What is being asked
Select the lines below containing the word "check".

Stored data:

PR #102, opened 2026-05-25
test(a11y): restore Playwright seed via Supabase admin (#97)

cubrox:
## Summary

Restores the 4 reading-surface accessibility tests that were skipped in SUPA-2c (#91) when the legacy test-seed router was deleted. Closes #97.

The new router uses Supabase's admin API to create a confirmed user without an email round-trip, then exchanges a known password for a real session JWT — same shape `/auth/callback` produces, so `current_user` accepts it identically.

## What changes

- **`app/api/test_seed.py`** (new) — `POST /test/seed-passage-and-login`. Creates a throwaway Supabase user via `service_client().auth.admin.create_user`, signs in with the random password, then seeds a Passage (+ optional Preference) row owned by the Supabase user UUID. Two-layer guard preserved (module-level `RuntimeError` + conditional include in `app/main.py`).
- **`app/main.py`** — conditional `include_router(test_seed.router)` gated on `CUBROX_TEST_SEED_ENABLED=true`.
- **`tests/test_test_seed_guard.py`** (new, 3 tests) — pins the import-time guard: rejects non-test env, accepts `CUBROX_TEST_SEED_ENABLED=true`, accepts `ENVIRONMENT=test`.
- **`tests/test_seed_route.py`** (new, 9 tests) — variant matrix, cookie shape, admin-API call shape, password-grant call shape, 422 on unknown variant, independent users across calls, 500 when Supabase returns no session.
- **`tests/a11y/reading_surface.spec.ts`** — removed the `test.skip(true, …)` SUPA-2c stub. All 4 variants now run.
- **`tests/a11y/playwright.config.ts`** — forwards `SUPABASE_URL` / `SUPABASE_ANON_KEY` / `SUPABASE_SERVICE_KEY` to the uvicorn subprocess **only when set in `process.env`**, so local dev's `.env`-based config isn't overridden with empty strings.
- **`.github/workflows/ci.yml`** — a11y job now installs Supabase CLI, runs `supabase start` (Docker stack, ~30s), and exports the local keys via `$GITHUB_ENV` for the Playwright step to forward.

## Why the design

- **`admin.create_user` + `sign_in_with_password`** instead of `admin.generate_link` because the password-grant path returns a ready-to-use JWT directly. `generate_link` returns a URL that still requires the hash-fragment callback dance to exchange — extra moving parts for no benefit.
[...]

PR #100, opened 2026-05-25
docs+chore: drop dead deps + write ADR-006 + docs (SUPA-6, #85)

va-worker:
## Summary

Migration epic (#79) closeout. Strips dead dependencies, writes ADR-006 superseding ADR-002, adds a Pattern Library entry for the Supabase hash-fragment callback, and reconciles every reference doc with the post-migration reality.

## Deps

```diff
- "alembic>=1.13",
- "itsdangerous>=2.2.0",
- "resend>=2.29.0",
```

`psycopg` **stays** — SQLAlchemy needs it as the Postgres driver for `app/db.py`'s engine. The SUPA-6 ticket draft listed it for removal but that would crash the app on startup.

`uv tree | grep -E "resend|itsdangerous|alembic"` returns nothing after the lock regen.

## Docs

**`docs/TECHNICAL-ARCHITECTURE.md`:**
- Authentication section rewritten for the Supabase flow (`sign_in_with_otp`, two-stage callback, `sb-access-token` cookie, `auth.users` as identity source)
- Database section rewritten: Neon → Supabase Postgres, Alembic → Supabase CLI migrations, RLS as the defensive layer
- ADR-002 marked **Superseded by ADR-006**; original text preserved (ADRs are append-only history)
- **NEW: ADR-006** captures the context (Resend test-mode failure that triggered the migration), the decision, and the consequences

**`docs/PATTERN-LIBRARY.md`:**
- **NEW: Pattern #35** — Supabase Hash-Fragment Callback Requires a Two-Stage Handler. Code shape + security trade-off + most-common breakage (missing allowlist entry)

**`CLAUDE.md`:**
- Database layer + Database swapped to Supabase
- "Email: Resend" removed; "Auth: Supabase Auth" added
- Project Board URL corrected (`users/cubrox/projects/1` was wrong — cubrox is a repo not a user; now points at `orgs/vibeacademy/projects/29`)

**`app/db.py`:** docstring + inline comments stop referencing Neon (point at Supabase's Supavisor pooler).

## Test plan

- [x] `uv run ruff check .` clean
- [x] `uv run ruff format . --check` clean (67 files already formatted)
- [x] `uv run mypy app/` clean (41 source files)
- [x] `uv run pytest` — 198 passed
- [x] `uv tree | grep -E "resend|itsdangerous|alembic"` returns nothing

## What happens at merge

- Production gets a deploy with the smaller dependency set (no functional change since none of the removed packages were being imported)
[...]

PR #104, opened 2026-05-26
fix(auth): coerce Supabase user.id to uuid.UUID at boundary (#103)

### LINKED ISSUE #103: BUG-3 — Paste and PDF upload return 500 Internal Server Error in production
## Standard Fields

- **Problem Statement**: Both `POST /passages` (paste-text) and `POST /passages/pdf` (upload) currently return 500 to the user in production. The product's core ingestion flow is broken end-to-end — a signed-in user can authenticate but cannot get a passage into the reading view. Discovered by Laura testing the live site on 2026-05-25, after the Supabase migration epic (#79) shipped 2026-05-23 → 2026-05-25.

Solution for this task
- [x] `uv run ruff check .` clean
- [x] `uv run ruff format . --check` clean (67 files already formatted)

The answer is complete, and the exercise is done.